▶ **STORED DATA**:
PR #386, opened 2025-04-11
chore: refactor generate-unicode script

fisker:


scripts/bundle.mjs
```diff
@@ -9,9 +9,9 @@ import * as ts from 'typescript';
 
 // eslint-disable-next-line n/no-unsupported-features/node-builtins
 const { dirname } = import.meta;
-const ENTRY = join('../src/meriyah.ts', dirname);
-const TSCONFIG = join('tsconfig.json', dirname);
-const DIST = join('../dis/', dirname);
+const ENTRY = join(dirname, '../src/meriyah.ts');
+const TSCONFIG = join(dirname, '../tsconfig.json');
+const DIST = join(dirname, '../dist/');
```
fisker, line 14: Mistake from #383

src/estree.ts
```diff
@@ -382,6 +373,7 @@ export interface PropertyDefinition extends _Node {
   type: 'PropertyDefinition';
   key: PrivateIdentifier | Expression;
   value: any;
+  // @ts-expect-error -- Unknown reason
   decorators?: Decorator[];
```
fisker, line 377: Don't know how to fix this

> error TS2687: All declarations of 'decorators' must have identical modifiers.

Seems caused by rollup types.

src/estree.ts
```diff
@@ -664,8 +656,15 @@ export interface MetaProperty extends _Node {
...
-export interface MethodDefinition extends MethodDefinitionBase {
+export interface MethodDefinition extends _Node {
   type: 'MethodDefinition';
+  key: Expression | PrivateIdentifier | null;
+  value: FunctionExpression;
+  computed: boolean;
+  static: boolean;
+  kind: 'method' | 'get' | 'set' | 'constructor';
+  // @ts-expect-error -- Unknown reason
+  decorators?: Decorator[];
```
fisker, line 667: Same as above

3cp (approved):

3cp:
Played latest code, no idea how the ts2687 pops out.

fisker:
It seems rollup defined a `PropertyDefinition`, remove it TS will not throw the error.

I can be wrong.

3cp:
That makes sense. I have a branch using bun test, have some issue with test262 (might be due to commonjs). I can try bun bundler too, it's much simpler, but it doesn't support UMD output yet.

fisker:
> I can try bun bundler too, it's much simpler, but it doesn't support UMD output yet.

I thought about bundling with esbuild too (bun uses a similar API), UMD support requires a plugin.
In Prettier, I wrote a plugin to make it work https://github.com/prettier/prettier/blob/main/scripts/build/esbuild-plugins/umd.js

PR #389, opened 2025-04-12
test: add production test

fisker:
Prevent breaking bundle script

### DIFF
--- a/vitest.config.ts
+++ b/vitest.config.ts
@@ -1,14 +1,20 @@
 import { defineConfig } from 'vitest/config';
 
+const IS_CI = Boolean(process.env.CI);
+
 export default defineConfig({
   test: {
     globals: true,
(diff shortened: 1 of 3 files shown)


vitest.config.ts
```diff
@@ -1,14 +1,20 @@
...
+
 export default defineConfig({
   test: {
     globals: true,
     include: ['test/**/*.ts'],
-    exclude: ['test/test-utils.ts'],
+    exclude: [
+      'test/test-utils.ts',
+      // Skip production test on local
+      ...(IS_CI ? [] : ['test/production/production-tests.ts'])
```
3cp, line 12: Should this be other way around? Add production test when IS_CI.

3cp: Oh, my bad :)

3cp (approved):

PR #394, opened 2025-04-12
test: replace `assert` with `node:assert/strict`

fisker:
Actual changes in tests [`b1e1636` (#394)](https://github.com/meriyah/meriyah/pull/394/commits/b1e163614cf7b6fa151d39e7cce524daaaf5d8b9)


scripts/shared.mjs
```diff
@@ -0,0 +1,11 @@
...
+const supportsUnicodeSets = (() => {
+  try {
+    // eslint-disable-next-line n/no-unsupported-features/es-syntax
+    return new RegExp('', 'v').unicodeSets;
+  } catch {
+    return false;
+  }
+})();
+
+export { supportsUnicodeSets };
```
fisker, line 11: Extracting this because I thought `eslint-plugin-n` should have rule to forbid `assert`, turns out not implemented https://github.com/eslint-community/eslint-plugin-n/issues/59

I already extracted it, so I'm not going to change it back.

test/lexer/scanSingleToken.ts
```diff
@@ -84,19 +84,19 @@ describe('src/lexer/scan', () => {
...
+      t.equal(token, Token.NumericLiteral);
+      t.equal(state.tokenValue, Number(src));
     });
-    it('should recognise multi character numbers', () => {
+    it('should recognize multi character numbers', () => {
       const src = '345';
       const state = create(src, '', undefined);
       const token = scanSingleToken(state, Context.None, 0);
-      t.deepEqual(token, Token.NumericLiteral);
-      t.deepEqual(state.tokenValue, src);
```
fisker, line 99: We should update these `.deepEqual` to `.equal` in future, they are just primitive values.

test/lexer/template.ts
```diff
@@ -106,10 +106,10 @@ describe('Lexer - Template', () => {
   });
 
   describe('Lexer - Tagged Template', () => {
-    const tokens: [Context, Token, string, string | void][] = [
+    const tokens: [Context, Token, string, string | null][] = [
       //[Context.TaggedTemplate, Token.TemplateSpan, '`\\u{70bc`', undefined],
-      [Context.TaggedTemplate, Token.TemplateContinuation, '`\\7${', undefined],
-      [Context.TaggedTemplate, Token.TemplateContinuation, '`\\1${', undefined],
+      [Context.TaggedTemplate, Token.TemplateContinuation, '`\\7${', null],
```
fisker, line 111: Is the `tokenValue` expected to be null?

3cp: I guess so. Previously not strict assertion, so undefined == null I assume.

3cp (approved):

3cp (approved):

PR #397, opened 2025-04-14
chore: add spellcheck

fisker:


src/estree.ts
```diff
@@ -169,7 +169,10 @@ export type Expression =
   | UnaryExpression
   | UpdateExpression
   | YieldExpression;
-export type ForInitialiser = Expression | VariableDeclaration;
+export type ForInitializer = Expression | VariableDeclaration;
+// TODO: Misspelled, remove this in v7
+// spellchecker: disable-next-line
+export { ForInitializer as ForInitialiser };
```
fisker, line 175: Shuld we consider removing this as breaking change?

3cp: "Initializer" is US spelling, which is correct for Kenny.

3cp: cspell should have config for US and British.

fisker: This PR is changing "Initialiser" to "Initializer", I believe both US and British use "Initializer", I'm adding this alias, since it was exported.

3cp: Oh I missed that.

3cp (approved):

PR #399, opened 2025-04-14
chore: fix types for test files

fisker:
In VSCode, it can't find type declaration for vitest globals, eg `describe` and `it`.

`tsconfigOverride` in 'rollup-plugin-typescript2'  can't override `inlcude`, so I just added `tsconfig.json` for bundler.


3cp:
Better not to use vitest global. Use explicit vitest import like everybody normally does.

PR #431, opened 2025-06-11
test: use snapshot test

fisker:
~Waiting for #430 to merge first, to avoid conflicts.~

Fixes #429

This PR is huge. Suggest review commits one by one.

What I did is,

1. Added an ESLint rule to remove 3rd argument of `pass()`. [`6bd1d83` (#431)](https://github.com/meriyah/meriyah/pull/431/commits/6bd1d8319ba0dc7d2e5a2cf635eccc7875d70b28), this rule removed in [`ad3897b` (#431)](https://github.com/meriyah/meriyah/pull/431/commits/ad3897b37d726b0b5167900b80c72b8d024fc3bc)
2. Update `pass()` [`6dc711a` (#431)](https://github.com/meriyah/meriyah/pull/431/commits/6dc711af3ca0739e7546de1087337638e8046bad)
3. Other changes are by scripts.

PR #433, opened 2025-06-12
ci: setup pkg.new.pr

fisker:
https://pkg.pr.new/

To make it work, we need to install the GitHub application first.

https://github.com/apps/pkg-pr-new


fisker:
It works! https://github.com/meriyah/meriyah/pull/431#issuecomment-2969261575

PR #435, opened 2025-06-13
refactor: reuse `finishNode` in `parseSource`

fisker:
No logic change.


fisker:
Hold on this since it won't work with #436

▶ **WHAT THIS TASK INVOLVES**: Whatever appears in the listing above, write it down again exactly.

▶ **SOLVED EXERCISE**:
PR #386, opened 2025-04-11
chore: refactor generate-unicode script

fisker:


scripts/bundle.mjs
```diff
@@ -9,9 +9,9 @@ import * as ts from 'typescript';
 
 // eslint-disable-next-line n/no-unsupported-features/node-builtins
 const { dirname } = import.meta;
-const ENTRY = join('../src/meriyah.ts', dirname);
-const TSCONFIG = join('tsconfig.json', dirname);
-const DIST = join('../dis/', dirname);
+const ENTRY = join(dirname, '../src/meriyah.ts');
+const TSCONFIG = join(dirname, '../tsconfig.json');
+const DIST = join(dirname, '../dist/');
```
fisker, line 14: Mistake from #383

src/estree.ts
```diff
@@ -382,6 +373,7 @@ export interface PropertyDefinition extends _Node {
   type: 'PropertyDefinition';
   key: PrivateIdentifier | Expression;
   value: any;
+  // @ts-expect-error -- Unknown reason
   decorators?: Decorator[];
```
fisker, line 377: Don't know how to fix this

> error TS2687: All declarations of 'decorators' must have identical modifiers.

Seems caused by rollup types.

src/estree.ts
```diff
@@ -664,8 +656,15 @@ export interface MetaProperty extends _Node {
...
-export interface MethodDefinition extends MethodDefinitionBase {
+export interface MethodDefinition extends _Node {
   type: 'MethodDefinition';
+  key: Expression | PrivateIdentifier | null;
+  value: FunctionExpression;
+  computed: boolean;
+  static: boolean;
+  kind: 'method' | 'get' | 'set' | 'constructor';
+  // @ts-expect-error -- Unknown reason
+  decorators?: Decorator[];
```
fisker, line 667: Same as above

3cp (approved):

3cp:
Played latest code, no idea how the ts2687 pops out.

fisker:
It seems rollup defined a `PropertyDefinition`, remove it TS will not throw the error.

I can be wrong.

3cp:
That makes sense. I have a branch using bun test, have some issue with test262 (might be due to commonjs). I can try bun bundler too, it's much simpler, but it doesn't support UMD output yet.

fisker:
> I can try bun bundler too, it's much simpler, but it doesn't support UMD output yet.

I thought about bundling with esbuild too (bun uses a similar API), UMD support requires a plugin.
In Prettier, I wrote a plugin to make it work https://github.com/prettier/prettier/blob/main/scripts/build/esbuild-plugins/umd.js

PR #389, opened 2025-04-12
test: add production test

fisker:
Prevent breaking bundle script

### DIFF
--- a/vitest.config.ts
+++ b/vitest.config.ts
@@ -1,14 +1,20 @@
 import { defineConfig } from 'vitest/config';
 
+const IS_CI = Boolean(process.env.CI);
+
 export default defineConfig({
   test: {
     globals: true,
(diff shortened: 1 of 3 files shown)


vitest.config.ts
```diff
@@ -1,14 +1,20 @@
...
+
 export default defineConfig({
   test: {
     globals: true,
     include: ['test/**/*.ts'],
-    exclude: ['test/test-utils.ts'],
+    exclude: [
+      'test/test-utils.ts',
+      // Skip production test on local
+      ...(IS_CI ? [] : ['test/production/production-tests.ts'])
```
3cp, line 12: Should this be other way around? Add production test when IS_CI.

3cp: Oh, my bad :)

3cp (approved):

PR #394, opened 2025-04-12
test: replace `assert` with `node:assert/strict`

fisker:
Actual changes in tests [`b1e1636` (#394)](https://github.com/meriyah/meriyah/pull/394/commits/b1e163614cf7b6fa151d39e7cce524daaaf5d8b9)


scripts/shared.mjs
```diff
@@ -0,0 +1,11 @@
...
+const supportsUnicodeSets = (() => {
+  try {
+    // eslint-disable-next-line n/no-unsupported-features/es-syntax
+    return new RegExp('', 'v').unicodeSets;
+  } catch {
+    return false;
+  }
+})();
+
+export { supportsUnicodeSets };
```
fisker, line 11: Extracting this because I thought `eslint-plugin-n` should have rule to forbid `assert`, turns out not implemented https://github.com/eslint-community/eslint-plugin-n/issues/59

I already extracted it, so I'm not going to change it back.

test/lexer/scanSingleToken.ts
```diff
@@ -84,19 +84,19 @@ describe('src/lexer/scan', () => {
...
+      t.equal(token, Token.NumericLiteral);
+      t.equal(state.tokenValue, Number(src));
     });
-    it('should recognise multi character numbers', () => {
+    it('should recognize multi character numbers', () => {
       const src = '345';
       const state = create(src, '', undefined);
       const token = scanSingleToken(state, Context.None, 0);
-      t.deepEqual(token, Token.NumericLiteral);
-      t.deepEqual(state.tokenValue, src);
```
fisker, line 99: We should update these `.deepEqual` to `.equal` in future, they are just primitive values.

test/lexer/template.ts
```diff
@@ -106,10 +106,10 @@ describe('Lexer - Template', () => {
   });
 
   describe('Lexer - Tagged Template', () => {
-    const tokens: [Context, Token, string, string | void][] = [
+    const tokens: [Context, Token, string, string | null][] = [
       //[Context.TaggedTemplate, Token.TemplateSpan, '`\\u{70bc`', undefined],
-      [Context.TaggedTemplate, Token.TemplateContinuation, '`\\7${', undefined],
-      [Context.TaggedTemplate, Token.TemplateContinuation, '`\\1${', undefined],
+      [Context.TaggedTemplate, Token.TemplateContinuation, '`\\7${', null],
```
fisker, line 111: Is the `tokenValue` expected to be null?

3cp: I guess so. Previously not strict assertion, so undefined == null I assume.

3cp (approved):

3cp (approved):

PR #397, opened 2025-04-14
chore: add spellcheck

fisker:


src/estree.ts
```diff
@@ -169,7 +169,10 @@ export type Expression =
   | UnaryExpression
   | UpdateExpression
   | YieldExpression;
-export type ForInitialiser = Expression | VariableDeclaration;
+export type ForInitializer = Expression | VariableDeclaration;
+// TODO: Misspelled, remove this in v7
+// spellchecker: disable-next-line
+export { ForInitializer as ForInitialiser };
```
fisker, line 175: Shuld we consider removing this as breaking change?

3cp: "Initializer" is US spelling, which is correct for Kenny.

3cp: cspell should have config for US and British.

fisker: This PR is changing "Initialiser" to "Initializer", I believe both US and British use "Initializer", I'm adding this alias, since it was exported.

3cp: Oh I missed that.

3cp (approved):

PR #399, opened 2025-04-14
chore: fix types for test files

fisker:
In VSCode, it can't find type declaration for vitest globals, eg `describe` and `it`.

`tsconfigOverride` in 'rollup-plugin-typescript2'  can't override `inlcude`, so I just added `tsconfig.json` for bundler.


3cp:
Better not to use vitest global. Use explicit vitest import like everybody normally does.

PR #431, opened 2025-06-11
test: use snapshot test

fisker:
~Waiting for #430 to merge first, to avoid conflicts.~

Fixes #429

This PR is huge. Suggest review commits one by one.

What I did is,

1. Added an ESLint rule to remove 3rd argument of `pass()`. [`6bd1d83` (#431)](https://github.com/meriyah/meriyah/pull/431/commits/6bd1d8319ba0dc7d2e5a2cf635eccc7875d70b28), this rule removed in [`ad3897b` (#431)](https://github.com/meriyah/meriyah/pull/431/commits/ad3897b37d726b0b5167900b80c72b8d024fc3bc)
2. Update `pass()` [`6dc711a` (#431)](https://github.com/meriyah/meriyah/pull/431/commits/6dc711af3ca0739e7546de1087337638e8046bad)
3. Other changes are by scripts.

PR #433, opened 2025-06-12
ci: setup pkg.new.pr

fisker:
https://pkg.pr.new/

To make it work, we need to install the GitHub application first.

https://github.com/apps/pkg-pr-new


fisker:
It works! https://github.com/meriyah/meriyah/pull/431#issuecomment-2969261575

PR #435, opened 2025-06-13
refactor: reuse `finishNode` in `parseSource`

fisker:
No logic change.


fisker:
Hold on this since it won't work with #436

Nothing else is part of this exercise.